Listed entries:
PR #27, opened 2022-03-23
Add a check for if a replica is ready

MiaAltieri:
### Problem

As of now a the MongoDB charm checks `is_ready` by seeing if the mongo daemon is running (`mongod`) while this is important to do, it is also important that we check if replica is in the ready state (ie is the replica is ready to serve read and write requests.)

...

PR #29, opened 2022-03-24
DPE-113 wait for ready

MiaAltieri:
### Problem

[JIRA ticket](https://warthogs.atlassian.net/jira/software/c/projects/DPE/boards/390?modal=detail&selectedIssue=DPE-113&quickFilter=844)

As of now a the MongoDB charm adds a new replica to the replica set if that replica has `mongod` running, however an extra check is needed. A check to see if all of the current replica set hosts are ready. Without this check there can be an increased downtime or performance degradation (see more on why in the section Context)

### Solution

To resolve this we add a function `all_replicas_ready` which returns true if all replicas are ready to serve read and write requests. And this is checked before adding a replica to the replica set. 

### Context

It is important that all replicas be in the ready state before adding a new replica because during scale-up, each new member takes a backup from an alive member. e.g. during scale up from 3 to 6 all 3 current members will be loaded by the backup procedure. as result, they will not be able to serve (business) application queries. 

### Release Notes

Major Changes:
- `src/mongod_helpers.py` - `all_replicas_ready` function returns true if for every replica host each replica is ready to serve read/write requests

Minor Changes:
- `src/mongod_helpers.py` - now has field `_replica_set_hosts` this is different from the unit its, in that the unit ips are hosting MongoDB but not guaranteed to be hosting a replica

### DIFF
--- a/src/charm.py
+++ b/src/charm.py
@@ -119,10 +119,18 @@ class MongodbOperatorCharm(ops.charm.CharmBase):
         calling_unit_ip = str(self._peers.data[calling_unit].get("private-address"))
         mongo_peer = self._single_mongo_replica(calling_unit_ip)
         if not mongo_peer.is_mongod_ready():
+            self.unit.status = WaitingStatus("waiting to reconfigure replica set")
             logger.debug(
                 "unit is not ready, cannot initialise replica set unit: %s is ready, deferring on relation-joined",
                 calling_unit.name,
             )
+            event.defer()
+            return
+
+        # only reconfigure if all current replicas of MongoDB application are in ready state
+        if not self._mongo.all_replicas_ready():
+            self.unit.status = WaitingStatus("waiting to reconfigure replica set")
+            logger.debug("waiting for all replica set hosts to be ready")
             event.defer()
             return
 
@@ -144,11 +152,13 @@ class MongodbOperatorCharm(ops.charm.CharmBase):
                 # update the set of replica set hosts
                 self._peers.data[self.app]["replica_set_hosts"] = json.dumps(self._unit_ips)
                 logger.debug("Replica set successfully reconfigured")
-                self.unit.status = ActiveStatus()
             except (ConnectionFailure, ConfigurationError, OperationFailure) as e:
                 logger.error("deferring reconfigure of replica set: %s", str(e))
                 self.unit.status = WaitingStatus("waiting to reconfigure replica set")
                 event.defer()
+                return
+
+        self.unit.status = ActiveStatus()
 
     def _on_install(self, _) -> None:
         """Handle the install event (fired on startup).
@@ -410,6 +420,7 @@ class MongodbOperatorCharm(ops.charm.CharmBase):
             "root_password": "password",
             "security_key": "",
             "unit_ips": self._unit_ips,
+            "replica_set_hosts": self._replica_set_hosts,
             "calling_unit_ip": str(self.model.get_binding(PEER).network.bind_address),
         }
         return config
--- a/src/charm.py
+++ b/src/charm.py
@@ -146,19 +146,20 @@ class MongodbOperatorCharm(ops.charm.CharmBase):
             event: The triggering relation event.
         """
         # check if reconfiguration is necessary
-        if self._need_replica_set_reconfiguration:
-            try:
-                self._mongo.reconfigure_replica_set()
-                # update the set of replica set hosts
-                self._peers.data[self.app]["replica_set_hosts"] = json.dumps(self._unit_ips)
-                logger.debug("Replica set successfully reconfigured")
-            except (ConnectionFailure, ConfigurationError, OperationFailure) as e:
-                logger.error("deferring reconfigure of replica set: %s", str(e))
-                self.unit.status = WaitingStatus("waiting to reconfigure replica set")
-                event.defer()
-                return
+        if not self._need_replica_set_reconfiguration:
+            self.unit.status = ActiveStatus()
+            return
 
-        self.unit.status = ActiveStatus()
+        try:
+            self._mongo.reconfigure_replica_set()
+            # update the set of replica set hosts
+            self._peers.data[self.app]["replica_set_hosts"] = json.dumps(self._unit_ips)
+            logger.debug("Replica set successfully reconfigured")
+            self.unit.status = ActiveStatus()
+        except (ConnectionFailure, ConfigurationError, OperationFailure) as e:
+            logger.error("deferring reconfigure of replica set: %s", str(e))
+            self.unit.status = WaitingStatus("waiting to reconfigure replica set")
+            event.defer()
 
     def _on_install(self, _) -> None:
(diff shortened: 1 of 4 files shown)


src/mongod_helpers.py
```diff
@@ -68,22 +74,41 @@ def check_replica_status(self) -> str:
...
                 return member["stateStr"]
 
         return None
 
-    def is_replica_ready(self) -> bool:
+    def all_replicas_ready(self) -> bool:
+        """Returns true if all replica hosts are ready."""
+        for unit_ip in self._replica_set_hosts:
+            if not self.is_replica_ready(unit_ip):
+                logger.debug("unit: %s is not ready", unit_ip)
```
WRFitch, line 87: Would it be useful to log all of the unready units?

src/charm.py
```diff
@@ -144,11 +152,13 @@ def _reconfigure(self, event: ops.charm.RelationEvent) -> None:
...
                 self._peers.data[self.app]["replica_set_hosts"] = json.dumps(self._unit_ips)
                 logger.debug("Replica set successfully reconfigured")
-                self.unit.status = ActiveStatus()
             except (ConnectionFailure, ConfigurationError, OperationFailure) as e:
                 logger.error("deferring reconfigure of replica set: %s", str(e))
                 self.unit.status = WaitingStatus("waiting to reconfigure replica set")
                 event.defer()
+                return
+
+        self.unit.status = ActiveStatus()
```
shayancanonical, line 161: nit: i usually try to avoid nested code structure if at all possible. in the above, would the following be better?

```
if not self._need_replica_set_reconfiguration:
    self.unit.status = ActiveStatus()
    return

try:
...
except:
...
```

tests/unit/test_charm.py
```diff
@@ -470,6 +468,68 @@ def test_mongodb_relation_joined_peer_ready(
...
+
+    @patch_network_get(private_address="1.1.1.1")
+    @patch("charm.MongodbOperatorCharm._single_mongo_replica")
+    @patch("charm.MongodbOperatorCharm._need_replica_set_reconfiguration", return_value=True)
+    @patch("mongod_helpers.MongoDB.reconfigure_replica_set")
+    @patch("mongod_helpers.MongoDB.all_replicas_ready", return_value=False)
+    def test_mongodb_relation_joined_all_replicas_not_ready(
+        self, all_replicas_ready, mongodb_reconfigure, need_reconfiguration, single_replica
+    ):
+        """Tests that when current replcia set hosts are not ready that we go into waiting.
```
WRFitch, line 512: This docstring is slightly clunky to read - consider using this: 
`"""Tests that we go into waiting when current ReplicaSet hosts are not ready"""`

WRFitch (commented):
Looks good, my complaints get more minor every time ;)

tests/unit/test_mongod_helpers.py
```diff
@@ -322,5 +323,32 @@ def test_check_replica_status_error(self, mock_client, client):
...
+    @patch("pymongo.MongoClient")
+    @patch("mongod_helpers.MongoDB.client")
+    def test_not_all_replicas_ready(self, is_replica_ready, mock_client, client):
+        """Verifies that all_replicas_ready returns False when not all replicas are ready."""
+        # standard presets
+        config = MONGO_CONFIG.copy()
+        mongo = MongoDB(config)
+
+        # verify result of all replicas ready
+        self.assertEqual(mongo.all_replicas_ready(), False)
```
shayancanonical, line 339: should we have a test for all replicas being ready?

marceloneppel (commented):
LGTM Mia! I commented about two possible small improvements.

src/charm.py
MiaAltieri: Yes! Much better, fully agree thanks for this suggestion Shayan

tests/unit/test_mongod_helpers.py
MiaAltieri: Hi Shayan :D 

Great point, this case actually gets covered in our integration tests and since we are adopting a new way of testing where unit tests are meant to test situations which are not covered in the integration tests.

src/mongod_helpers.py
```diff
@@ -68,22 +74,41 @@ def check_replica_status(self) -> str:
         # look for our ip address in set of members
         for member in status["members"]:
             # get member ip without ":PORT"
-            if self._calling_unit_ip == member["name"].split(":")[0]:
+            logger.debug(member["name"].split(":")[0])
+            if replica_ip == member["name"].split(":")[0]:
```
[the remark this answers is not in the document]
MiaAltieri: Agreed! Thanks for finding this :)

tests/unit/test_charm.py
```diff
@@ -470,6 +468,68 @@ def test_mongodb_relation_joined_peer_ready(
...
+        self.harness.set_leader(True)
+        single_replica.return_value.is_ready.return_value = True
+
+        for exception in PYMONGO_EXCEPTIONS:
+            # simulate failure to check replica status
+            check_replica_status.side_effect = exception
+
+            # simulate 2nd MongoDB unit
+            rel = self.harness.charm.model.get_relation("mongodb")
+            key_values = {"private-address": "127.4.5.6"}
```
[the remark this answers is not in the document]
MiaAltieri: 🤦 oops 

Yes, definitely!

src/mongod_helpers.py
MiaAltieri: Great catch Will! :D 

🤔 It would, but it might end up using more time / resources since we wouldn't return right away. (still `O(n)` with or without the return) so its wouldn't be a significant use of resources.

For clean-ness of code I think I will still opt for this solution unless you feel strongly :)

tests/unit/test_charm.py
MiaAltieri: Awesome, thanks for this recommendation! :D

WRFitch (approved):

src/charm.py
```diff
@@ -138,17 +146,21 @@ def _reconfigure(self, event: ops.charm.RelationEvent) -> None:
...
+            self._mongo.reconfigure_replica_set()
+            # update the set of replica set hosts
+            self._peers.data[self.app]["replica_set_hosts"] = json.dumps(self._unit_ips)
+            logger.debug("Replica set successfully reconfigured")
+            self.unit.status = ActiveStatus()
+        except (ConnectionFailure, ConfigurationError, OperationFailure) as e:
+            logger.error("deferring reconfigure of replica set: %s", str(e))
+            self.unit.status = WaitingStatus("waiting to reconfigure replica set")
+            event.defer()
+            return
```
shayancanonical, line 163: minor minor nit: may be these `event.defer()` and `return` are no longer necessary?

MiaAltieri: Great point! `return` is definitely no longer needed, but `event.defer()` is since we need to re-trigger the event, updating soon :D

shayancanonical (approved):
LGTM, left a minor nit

* * *

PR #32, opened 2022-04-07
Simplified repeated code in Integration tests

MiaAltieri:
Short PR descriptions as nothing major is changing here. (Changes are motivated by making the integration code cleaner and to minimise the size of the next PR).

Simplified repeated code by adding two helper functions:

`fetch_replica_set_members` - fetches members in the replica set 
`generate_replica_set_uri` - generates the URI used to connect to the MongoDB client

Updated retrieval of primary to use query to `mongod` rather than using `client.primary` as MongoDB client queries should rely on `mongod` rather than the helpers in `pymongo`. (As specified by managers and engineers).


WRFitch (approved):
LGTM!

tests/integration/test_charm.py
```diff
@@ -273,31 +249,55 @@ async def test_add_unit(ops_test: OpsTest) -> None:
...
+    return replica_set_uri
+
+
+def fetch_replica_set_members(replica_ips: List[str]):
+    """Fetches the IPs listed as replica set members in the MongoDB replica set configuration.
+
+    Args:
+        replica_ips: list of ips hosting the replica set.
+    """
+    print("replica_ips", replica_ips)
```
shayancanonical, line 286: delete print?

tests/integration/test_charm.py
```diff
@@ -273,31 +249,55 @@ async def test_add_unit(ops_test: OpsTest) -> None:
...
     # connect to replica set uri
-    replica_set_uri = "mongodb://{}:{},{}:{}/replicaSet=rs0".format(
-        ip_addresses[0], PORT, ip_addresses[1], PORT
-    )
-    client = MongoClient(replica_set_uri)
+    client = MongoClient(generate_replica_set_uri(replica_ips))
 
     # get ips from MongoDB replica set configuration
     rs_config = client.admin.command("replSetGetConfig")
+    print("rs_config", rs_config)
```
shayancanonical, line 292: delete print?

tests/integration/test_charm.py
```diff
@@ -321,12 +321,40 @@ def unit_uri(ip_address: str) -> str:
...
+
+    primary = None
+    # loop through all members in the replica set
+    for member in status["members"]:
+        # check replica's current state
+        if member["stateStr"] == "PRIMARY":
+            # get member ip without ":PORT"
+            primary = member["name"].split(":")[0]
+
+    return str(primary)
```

Task goal:
Each line above from the one with "PR #27, opened 2022-03-23" up to and including the one with "As of now a the MongoDB charm checks" must be set down exactly, and no line outside that span may appear.

Response:
PR #27, opened 2022-03-23
Add a check for if a replica is ready

MiaAltieri:
### Problem

As of now a the MongoDB charm checks `is_ready` by seeing if the mongo daemon is running (`mongod`) while this is important to do, it is also important that we check if replica is in the ready state (ie is the replica is ready to serve read and write requests.)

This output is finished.